The special interrogatories were presented and answered as follows:
“1. Do you find the defendant, Dr. Herzig, to have deviated from the standard of care applicable to physicians such as himself and therefore to have been negligent in his treatment of the plaintiff, Charles Bradford?
“Yes
“2. Do you find the defendant, Dr. Herzig’s negligence to have been a proximate cause of the plaintiffs injury?
“Yes
“3. Do you find Dr. Doering’s care to have been a superseding cause of the plaintiff’s injury?
“No
“4. Please specify the dates upon which you find the defendant, Steven Herzig, M.D., to have been negligent, and which negligence constituted a proximate cause of the plaintiff, Charles Bradford’s requirement for daily, on-going dialysis.
“7/13/87 and 10/15/87 (Proximate Cause)
“5. Please specify, by date, the time when you determine the plaintiff, Charles Bradford’s, renal damage to have become so severe that it was inevitable (even if not then known) that permanent daily self-dialysis would become necessary.
“11/20/87”
The jury found that the plaintiff had suffered $419,000 past and future economic and noneconomic damages from his injuries, and that Marjorie *719Bradford had suffered $25,000 in past noneconomic and future economic damages from loss of consortium. The court deducted collateral source payments of $42,738.45 from the past economic damages due to the plaintiff, and then reduced the entire amount of damages due to both plaintiffs by 30 percent in accordance with the jury’s finding of the named plaintiff’s “contributory negligence.” The court held the defendant responsible for 75 percent of the $280,883.08 total damages collectively due to the plaintiffs, or $210,662.31.
See footnote 3.
An alleged failure by the plaintiff to follow his physician’s instructions would usually constitute a failure to mitigate damages rather than a contributing proximate cause of the negligence that caused the plaintiffs injury. Mauro v. Yale-New Haven Hospital, 31 Conn. App. 584, 593, 627 A.2d 443 (1993).
Therefore, we need not answer the question posed by the defendant of whether General Statutes § 52-572h relieves a defendant of the obligation to plead contributory negligence affirmatively.

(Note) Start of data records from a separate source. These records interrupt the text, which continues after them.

PR #51, opened 2022-02-12
Loan contract rewrite

AntonAndell:
Translation is finished. For review ignore integrationtests


core-contracts/loans/src/main/java/network/balanced/score/core/Loans.java
```diff
@@ -0,0 +1,896 @@
...
+import static network.balanced.score.core.Constants.*;
+
+class PrepDelegations {
+    public Address _address;
+    public BigInteger _votes_in_per;
+}
+
+public class Loans {
+    public final BigInteger POINTS = BigInteger.TEN.pow(5);
+    public static final VarDB<Boolean> loansOn = Context.newVarDB("LoanON", Boolean.class);
```
nightowl121, line 37: You need to keep the db keys same as previous python contract.
https://github.com/balancednetwork/balanced-contracts/blob/development/core_contracts/loans/loans/loans.py#L82

core-contracts/loans/src/main/java/network/balanced/score/core/Constants.java
```diff
@@ -0,0 +1,43 @@
+package network.balanced.score.core;
+
+import java.math.BigInteger;
+import score.Address;
+
+public class Constants   {
+    private Constants() {
+    }
+    public static final BigInteger SECOND = BigInteger.TEN.pow(6);
```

This section is part oí a statute commonly known as Tort II, which became effective on October 1, 1987. The sentence quoted in the text corresponds precisely to language that was found in the same section of the statute commonly known as Tort I, except for the use of the word “party” instead of “person.” We apply the Tort II statute to this situation because *724the acts of negligence allegedly attributable to Doering had to have occurred after October 1,1987, because the plaintiff was not treated by Doering until December, 1987.